I brought them in to put in a vase. I don’t know if such tight buds will ever open, but it’s worth a try.
There is a red rose bush right outside the front deck. Its flowers are so heavy that they weigh down the branches, so I pick them in bud to enjoy the heady fragrance. The top leaf is what to expect from a rose. The bottom one, instead of individual leaves, has three that have fused to form a single leaf…haven’t seen that before.
The rains have weighted down the Phsocarpus opuntifolius ‘Summer Wine’ to the point where it is smothering all the pretty little things that were so carefully planned to coordinate with its bloom cycle. Instead of an upright fountain, it has assumed the persona of a cascading waterfall, drowning everything in its path. Of course I failed to photograph this area when everything was in perfect balance.
I ordered some unusual seeds and babied them along until they looked like the Nicotiana glauca on the right. So far, so good. I set most of them outside my studio door to harden off and look, on the left, at the bloody stumps that remained when I brought them back in for the night.
The plot thickens: Nicotiana glutinosa put directly in the ground suffered only minor damage.

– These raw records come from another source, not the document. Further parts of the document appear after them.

PR #2322, opened 2016-09-15
Download options update

bhasin85:
@jonescc  Ready for review :+1:


jonescc:
Looks good.  

@pblain, just wondering what should be happening with the estimated download size here.  The estimated download size of different options here can be different but we are only displaying one at the bottom -  at the moment I think any download handler can be used to display the estimated download size so now it could actually be the estimated download size of something other than the unsubsetted netcdf files.  Should @bhasin85 disable using the non BODAAC options for estimating download size or cater for different destimated download sizes somehow?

The Castor Bean seedling on the left may be protected by the fact that it is highly poisonous. The Lion’s Tail on the right, though, seems every bit as tender and succulent as the Nicotianas that were right beside them.
Hostas have a reputation for attracting slugs, but they remain pristine while poor, innocent Iris confusa shows all the signs of recent ravishment.
In the “best laid plans” category, the one Sedum makinoi ‘Ogon’ is out-competing the two Laurentia fluviatilis, and the whole ground cover thing overpowers the Nandina domestica filamentosa that was supposed to be the star of this composition.
And the Campsis tagliabuena ‘Madame Galen’ that was meant to drape itself over the top of the fence is instead throwing up suckers all over the place.
All of my Kniphofias to date have been evergreen, so when K. multiflora disappeared I gave it up for lost and stuck some K. ‘Percy’s Pride’ in that bed to take its place. Now I see a fresh shoot poking its nose up through Percy’s strappy foliage. It will be interesting to see if/how these two learn to cohabit.
Some of the surprises are happy ones. This Astrantia, having occupied this spot in solitude for many years, is suddenly giving birth to a bunch of young-un’s. Yep, the garden throws new mysteries my way almost every day, and I wouldn’t have it any other way. How about you? Is your plot plotting to stump you in new and intriguing ways? Are any of my mysteries ones you have already unraveled? Do tell!